Issue #1480, opened 2020-10-09
Compile errors in status.ts using ts 4.0+


xisui-MSFT:
Since classes overloading Button is defining members such as 'icon' as property, but Button defines them as accessor, there would be compile error when suing ts 4.0+.

This is not very urgent since cmake tools is still using 3.7. However, 4.0+ could be selected in VS Code and F5 uses this setting by default:
![image](https://user-images.githubusercontent.com/44103947/95630660-0fd49080-0a37-11eb-8072-5cbc93ab3ff0.png)

Would still be nice to change these members anyway just for coding style.

bobbrow:
Basically, move the initialization into a constructor in the child classes.

E.g: 
![image](https://user-images.githubusercontent.com/12818240/96522038-7459d180-1227-11eb-8f9d-421a96ca1842.png)

PR #1558, opened 2020-11-17
change property to accessor property

elahehrashedi:
fixing Compile errors in status.ts using ts 4.0+: https://github.com/microsoft/vscode-cmake-tools/issues/1480

### DIFF
--- a/src/status.ts
+++ b/src/status.ts
@@ -24,8 +24,8 @@ abstract class Button {
   private _tooltip: string|null = null;
   private _icon: string|null = null;
 
-  constructor(protected readonly config: ConfigurationReader, protected readonly _priority: number) {
-    this.button = vscode.window.createStatusBarItem(vscode.StatusBarAlignment.Left, this._priority);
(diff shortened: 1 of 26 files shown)


src/status.ts
```diff
@@ -24,7 +24,7 @@ abstract class Button {
   private _tooltip: string|null = null;
   private _icon: string|null = null;
 
-  constructor(protected readonly config: ConfigurationReader, private readonly _priority: number) {
+  constructor(protected readonly config: ConfigurationReader, protected readonly _priority: number) {
```
sean-mcmanus, line 27: It seems like _priority should be renamed to priority if it's no longer private.

sean-mcmanus (changes requested):

sean-mcmanus (changes requested):
The changes from https://github.com/microsoft/vscode-cmake-tools/pull/1558/commits/f72aec66abc3fdb835db8e331732ff37c6dd2077 should be reverted.

sean-mcmanus (approved):

PR #3618, opened 2024-02-28
fix loc string reference

gcampbell-msft:
Fixes an incorrect loc string reference in our package.json.

### DIFF
--- a/package.json
+++ b/package.json
@@ -2802,7 +2802,7 @@
                   ]
                 },
                 "statusBarLength": {
-                  "description": "%cmake-tools.configuration.cmake.options.advanced.statusBarLength.description%",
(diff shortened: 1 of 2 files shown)


package.json
```diff
@@ -2802,7 +2802,7 @@
                   ]
                 },
                 "statusBarLength": {
-                  "description": "%cmake-tools.configuration.cmake.options.advanced.statusBarLength.description%",
+                  "description": "%cmake-tools.configuration.cmake.options.advanced.statusBarLength.markdownDescription%",
```
bobbrow, line 2805: I believe there are 12 locations in `package.json` that need to be updated because this string resource is resused.

bobbrow (approved):

PR #3620, opened 2024-03-01
1451 open build folder

hippo91:

- Adds an action in the command palette to append the current build directory in the explorer

## Other Notes/Information

For now there is no associated test because i do not know how to handle it. 
Where can i find some information on how to create a test?

### DIFF
--- a/src/cmakeProject.ts
+++ b/src/cmakeProject.ts
@@ -2489,7 +2489,7 @@ export class CMakeProject {
     }
 
     /**
-     * Implementation of `cmake.appendBuildDirectoryToWorkspace` 
+     * Implementation of `cmake.appendBuildDirectoryToWorkspace`
      */
     async appendBuildDirectoryToWorkspace() {
         const binaryDir = await this.buildDirectory();
--- a/src/extension.ts
+++ b/src/extension.ts
@@ -1829,8 +1829,7 @@ export class ExtensionManager implements vscode.Disposable {
     /**
      * Appends the build directory of the active project to the current workspace
      */
-    async appendBuildDirectoryToWorkspace()
-    {
+    async appendBuildDirectoryToWorkspace() {
         await this.getActiveProject()?.appendBuildDirectoryToWorkspace();
     }
 


gcampbell-msft:
@hippo91 Is this purely a convenience method? It seems like it might be just as easy to navigate to the output folder in the sub-directories of the project as it is to run this command. 

I'm happy to take the change after the package.json is cleaned up (see other comment), but I want to make sure we understand the goal of the command. Thanks!

hippo91:
Thanks @gcampbell-msft .
Indeed when the build directory is inside the source directory itself, then this command is not meaningful.
However when the build is made out of the source directory this command allows to access it easily.
I am not sure i am clear...

package.json
```diff
@@ -824,6 +824,11 @@
         "title": "%cmake-tools.command.cmake.pinnedCommands.run.title%",
         "category": "CMake",
         "icon": "$(play-circle)"      
+      },
+      {
```
gcampbell-msft, line 828: Please add `"when": "cmake:enableFullFeatureSet"`

gcampbell-msft (changes requested):

package.json
hippo91: Done.
Just because i'am curious, what is the effect of "enableFullFeatureSet"?

package.json
```diff
@@ -1554,6 +1559,9 @@
         {
           "command": "cmake.projectStatus.setTestTarget",
           "when": "never"
+        },
```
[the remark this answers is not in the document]
hippo91: Yes, i forgot to remove it. Now it is done.

package.json
gcampbell-msft: Basically, we have a multi-step activation, which helps ensure that we only activate our extension when people want it activated. This `enabledFullFeatureSet` allows us to control when commands appear, so they only appear when we are fully activated.

hippo91: Ok.  Thanks for the explanation!

hippo91:
@gcampbell-msft i rebased on main. Hope everything is ok. By the way i did not add a test because i do not know how to start with this. Should i add one? If yes can you provide me some documentation/links that may help me?

Thanks.

CHANGELOG.md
+ + + + +
WORK REQUEST => Your answer must consist of every line above, transcribed verbatim.

ANSWER TO THIS EXERCISE =>
Issue #1480, opened 2020-10-09
Compile errors in status.ts using ts 4.0+


xisui-MSFT:
Since classes overloading Button is defining members such as 'icon' as property, but Button defines them as accessor, there would be compile error when suing ts 4.0+.

This is not very urgent since cmake tools is still using 3.7. However, 4.0+ could be selected in VS Code and F5 uses this setting by default:
![image](https://user-images.githubusercontent.com/44103947/95630660-0fd49080-0a37-11eb-8072-5cbc93ab3ff0.png)

Would still be nice to change these members anyway just for coding style.

bobbrow:
Basically, move the initialization into a constructor in the child classes.

E.g: 
![image](https://user-images.githubusercontent.com/12818240/96522038-7459d180-1227-11eb-8f9d-421a96ca1842.png)

PR #1558, opened 2020-11-17
change property to accessor property

elahehrashedi:
fixing Compile errors in status.ts using ts 4.0+: https://github.com/microsoft/vscode-cmake-tools/issues/1480

### DIFF
--- a/src/status.ts
+++ b/src/status.ts
@@ -24,8 +24,8 @@ abstract class Button {
   private _tooltip: string|null = null;
   private _icon: string|null = null;
 
-  constructor(protected readonly config: ConfigurationReader, protected readonly _priority: number) {
-    this.button = vscode.window.createStatusBarItem(vscode.StatusBarAlignment.Left, this._priority);
(diff shortened: 1 of 26 files shown)


src/status.ts
```diff
@@ -24,7 +24,7 @@ abstract class Button {
   private _tooltip: string|null = null;
   private _icon: string|null = null;
 
-  constructor(protected readonly config: ConfigurationReader, private readonly _priority: number) {
+  constructor(protected readonly config: ConfigurationReader, protected readonly _priority: number) {
```
sean-mcmanus, line 27: It seems like _priority should be renamed to priority if it's no longer private.

sean-mcmanus (changes requested):

sean-mcmanus (changes requested):
The changes from https://github.com/microsoft/vscode-cmake-tools/pull/1558/commits/f72aec66abc3fdb835db8e331732ff37c6dd2077 should be reverted.

sean-mcmanus (approved):

PR #3618, opened 2024-02-28
fix loc string reference

gcampbell-msft:
Fixes an incorrect loc string reference in our package.json.

### DIFF
--- a/package.json
+++ b/package.json
@@ -2802,7 +2802,7 @@
                   ]
                 },
                 "statusBarLength": {
-                  "description": "%cmake-tools.configuration.cmake.options.advanced.statusBarLength.description%",
(diff shortened: 1 of 2 files shown)


package.json
```diff
@@ -2802,7 +2802,7 @@
                   ]
                 },
                 "statusBarLength": {
-                  "description": "%cmake-tools.configuration.cmake.options.advanced.statusBarLength.description%",
+                  "description": "%cmake-tools.configuration.cmake.options.advanced.statusBarLength.markdownDescription%",
```
bobbrow, line 2805: I believe there are 12 locations in `package.json` that need to be updated because this string resource is resused.

bobbrow (approved):

PR #3620, opened 2024-03-01
1451 open build folder

hippo91:

- Adds an action in the command palette to append the current build directory in the explorer

## Other Notes/Information

For now there is no associated test because i do not know how to handle it. 
Where can i find some information on how to create a test?

### DIFF
--- a/src/cmakeProject.ts
+++ b/src/cmakeProject.ts
@@ -2489,7 +2489,7 @@ export class CMakeProject {
     }
 
     /**
-     * Implementation of `cmake.appendBuildDirectoryToWorkspace` 
+     * Implementation of `cmake.appendBuildDirectoryToWorkspace`
      */
     async appendBuildDirectoryToWorkspace() {
         const binaryDir = await this.buildDirectory();
--- a/src/extension.ts
+++ b/src/extension.ts
@@ -1829,8 +1829,7 @@ export class ExtensionManager implements vscode.Disposable {
     /**
      * Appends the build directory of the active project to the current workspace
      */
-    async appendBuildDirectoryToWorkspace()
-    {
+    async appendBuildDirectoryToWorkspace() {
         await this.getActiveProject()?.appendBuildDirectoryToWorkspace();
     }
 


gcampbell-msft:
@hippo91 Is this purely a convenience method? It seems like it might be just as easy to navigate to the output folder in the sub-directories of the project as it is to run this command. 

I'm happy to take the change after the package.json is cleaned up (see other comment), but I want to make sure we understand the goal of the command. Thanks!

hippo91:
Thanks @gcampbell-msft .
Indeed when the build directory is inside the source directory itself, then this command is not meaningful.
However when the build is made out of the source directory this command allows to access it easily.
I am not sure i am clear...

package.json
```diff
@@ -824,6 +824,11 @@
         "title": "%cmake-tools.command.cmake.pinnedCommands.run.title%",
         "category": "CMake",
         "icon": "$(play-circle)"      
+      },
+      {
```
gcampbell-msft, line 828: Please add `"when": "cmake:enableFullFeatureSet"`

gcampbell-msft (changes requested):

package.json
hippo91: Done.
Just because i'am curious, what is the effect of "enableFullFeatureSet"?

package.json
```diff
@@ -1554,6 +1559,9 @@
         {
           "command": "cmake.projectStatus.setTestTarget",
           "when": "never"
+        },
```
[the remark this answers is not in the document]
hippo91: Yes, i forgot to remove it. Now it is done.

package.json
gcampbell-msft: Basically, we have a multi-step activation, which helps ensure that we only activate our extension when people want it activated. This `enabledFullFeatureSet` allows us to control when commands appear, so they only appear when we are fully activated.

hippo91: Ok.  Thanks for the explanation!

hippo91:
@gcampbell-msft i rebased on main. Hope everything is ok. By the way i did not add a test because i do not know how to start with this. Should i add one? If yes can you provide me some documentation/links that may help me?

Thanks.

CHANGELOG.md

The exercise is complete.